* EXERCISE PROMPT *
The required output is every record, written out exactly.
★ ★ ★ ★ ★ ★ ★
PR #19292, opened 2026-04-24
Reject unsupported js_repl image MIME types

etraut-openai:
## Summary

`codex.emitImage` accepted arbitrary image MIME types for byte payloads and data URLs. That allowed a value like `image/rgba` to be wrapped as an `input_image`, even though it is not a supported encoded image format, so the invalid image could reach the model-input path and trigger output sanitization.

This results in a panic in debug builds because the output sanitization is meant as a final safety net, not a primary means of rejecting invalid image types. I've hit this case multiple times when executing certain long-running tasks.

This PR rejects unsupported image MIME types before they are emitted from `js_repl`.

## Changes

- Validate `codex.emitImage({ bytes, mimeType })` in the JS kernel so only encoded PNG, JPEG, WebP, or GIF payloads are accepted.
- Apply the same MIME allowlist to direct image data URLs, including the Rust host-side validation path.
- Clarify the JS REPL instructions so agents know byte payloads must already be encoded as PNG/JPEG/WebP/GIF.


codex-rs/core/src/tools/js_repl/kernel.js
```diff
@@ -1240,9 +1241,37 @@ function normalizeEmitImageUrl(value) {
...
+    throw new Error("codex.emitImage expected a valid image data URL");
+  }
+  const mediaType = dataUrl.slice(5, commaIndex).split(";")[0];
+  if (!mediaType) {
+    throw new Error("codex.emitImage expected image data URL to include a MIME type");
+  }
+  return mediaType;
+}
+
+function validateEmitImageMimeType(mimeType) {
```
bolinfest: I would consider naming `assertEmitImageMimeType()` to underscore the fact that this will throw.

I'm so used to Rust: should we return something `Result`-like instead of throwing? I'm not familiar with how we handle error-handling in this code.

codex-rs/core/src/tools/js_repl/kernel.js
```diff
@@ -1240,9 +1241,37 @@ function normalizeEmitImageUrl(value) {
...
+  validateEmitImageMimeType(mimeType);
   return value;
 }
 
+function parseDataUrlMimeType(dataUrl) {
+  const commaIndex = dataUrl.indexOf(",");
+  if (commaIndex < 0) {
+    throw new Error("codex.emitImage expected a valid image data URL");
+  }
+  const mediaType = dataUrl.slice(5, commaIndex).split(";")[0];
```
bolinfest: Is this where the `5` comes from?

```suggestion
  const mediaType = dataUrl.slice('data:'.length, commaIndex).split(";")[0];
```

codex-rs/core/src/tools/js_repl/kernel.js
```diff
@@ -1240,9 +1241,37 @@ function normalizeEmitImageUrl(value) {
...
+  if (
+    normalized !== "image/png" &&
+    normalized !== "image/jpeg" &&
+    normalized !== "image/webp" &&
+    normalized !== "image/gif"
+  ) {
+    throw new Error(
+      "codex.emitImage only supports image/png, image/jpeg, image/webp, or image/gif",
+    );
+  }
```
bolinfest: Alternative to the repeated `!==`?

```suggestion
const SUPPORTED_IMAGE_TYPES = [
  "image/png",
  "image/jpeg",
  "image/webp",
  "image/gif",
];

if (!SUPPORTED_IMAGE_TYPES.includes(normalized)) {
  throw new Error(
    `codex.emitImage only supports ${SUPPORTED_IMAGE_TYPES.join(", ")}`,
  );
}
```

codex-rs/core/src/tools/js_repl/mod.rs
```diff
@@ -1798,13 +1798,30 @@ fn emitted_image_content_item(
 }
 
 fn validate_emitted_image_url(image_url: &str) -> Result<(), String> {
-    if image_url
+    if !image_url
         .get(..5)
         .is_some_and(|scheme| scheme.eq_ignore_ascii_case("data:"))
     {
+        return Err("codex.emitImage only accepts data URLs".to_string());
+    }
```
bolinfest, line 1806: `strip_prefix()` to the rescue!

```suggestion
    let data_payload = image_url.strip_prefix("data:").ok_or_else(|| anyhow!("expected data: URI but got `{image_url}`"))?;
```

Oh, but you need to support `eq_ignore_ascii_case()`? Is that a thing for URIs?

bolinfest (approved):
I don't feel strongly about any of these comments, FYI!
★ ★ ★ ★ ★ ★ ★
* TASK ANSWER *
PR #19292, opened 2026-04-24
Reject unsupported js_repl image MIME types

etraut-openai:
## Summary

`codex.emitImage` accepted arbitrary image MIME types for byte payloads and data URLs. That allowed a value like `image/rgba` to be wrapped as an `input_image`, even though it is not a supported encoded image format, so the invalid image could reach the model-input path and trigger output sanitization.

This results in a panic in debug builds because the output sanitization is meant as a final safety net, not a primary means of rejecting invalid image types. I've hit this case multiple times when executing certain long-running tasks.

This PR rejects unsupported image MIME types before they are emitted from `js_repl`.

## Changes

- Validate `codex.emitImage({ bytes, mimeType })` in the JS kernel so only encoded PNG, JPEG, WebP, or GIF payloads are accepted.
- Apply the same MIME allowlist to direct image data URLs, including the Rust host-side validation path.
- Clarify the JS REPL instructions so agents know byte payloads must already be encoded as PNG/JPEG/WebP/GIF.


codex-rs/core/src/tools/js_repl/kernel.js
```diff
@@ -1240,9 +1241,37 @@ function normalizeEmitImageUrl(value) {
...
+    throw new Error("codex.emitImage expected a valid image data URL");
+  }
+  const mediaType = dataUrl.slice(5, commaIndex).split(";")[0];
+  if (!mediaType) {
+    throw new Error("codex.emitImage expected image data URL to include a MIME type");
+  }
+  return mediaType;
+}
+
+function validateEmitImageMimeType(mimeType) {
```
bolinfest: I would consider naming `assertEmitImageMimeType()` to underscore the fact that this will throw.

I'm so used to Rust: should we return something `Result`-like instead of throwing? I'm not familiar with how we handle error-handling in this code.

codex-rs/core/src/tools/js_repl/kernel.js
```diff
@@ -1240,9 +1241,37 @@ function normalizeEmitImageUrl(value) {
...
+  validateEmitImageMimeType(mimeType);
   return value;
 }
 
+function parseDataUrlMimeType(dataUrl) {
+  const commaIndex = dataUrl.indexOf(",");
+  if (commaIndex < 0) {
+    throw new Error("codex.emitImage expected a valid image data URL");
+  }
+  const mediaType = dataUrl.slice(5, commaIndex).split(";")[0];
```
bolinfest: Is this where the `5` comes from?

```suggestion
  const mediaType = dataUrl.slice('data:'.length, commaIndex).split(";")[0];
```

codex-rs/core/src/tools/js_repl/kernel.js
```diff
@@ -1240,9 +1241,37 @@ function normalizeEmitImageUrl(value) {
...
+  if (
+    normalized !== "image/png" &&
+    normalized !== "image/jpeg" &&
+    normalized !== "image/webp" &&
+    normalized !== "image/gif"
+  ) {
+    throw new Error(
+      "codex.emitImage only supports image/png, image/jpeg, image/webp, or image/gif",
+    );
+  }
```
bolinfest: Alternative to the repeated `!==`?

```suggestion
const SUPPORTED_IMAGE_TYPES = [
  "image/png",
  "image/jpeg",
  "image/webp",
  "image/gif",
];

if (!SUPPORTED_IMAGE_TYPES.includes(normalized)) {
  throw new Error(
    `codex.emitImage only supports ${SUPPORTED_IMAGE_TYPES.join(", ")}`,
  );
}
```

codex-rs/core/src/tools/js_repl/mod.rs
```diff
@@ -1798,13 +1798,30 @@ fn emitted_image_content_item(
 }
 
 fn validate_emitted_image_url(image_url: &str) -> Result<(), String> {
-    if image_url
+    if !image_url
         .get(..5)
         .is_some_and(|scheme| scheme.eq_ignore_ascii_case("data:"))
     {
+        return Err("codex.emitImage only accepts data URLs".to_string());
+    }
```
bolinfest, line 1806: `strip_prefix()` to the rescue!

```suggestion
    let data_payload = image_url.strip_prefix("data:").ok_or_else(|| anyhow!("expected data: URI but got `{image_url}`"))?;
```

Oh, but you need to support `eq_ignore_ascii_case()`? Is that a thing for URIs?

bolinfest (approved):
I don't feel strongly about any of these comments, FYI!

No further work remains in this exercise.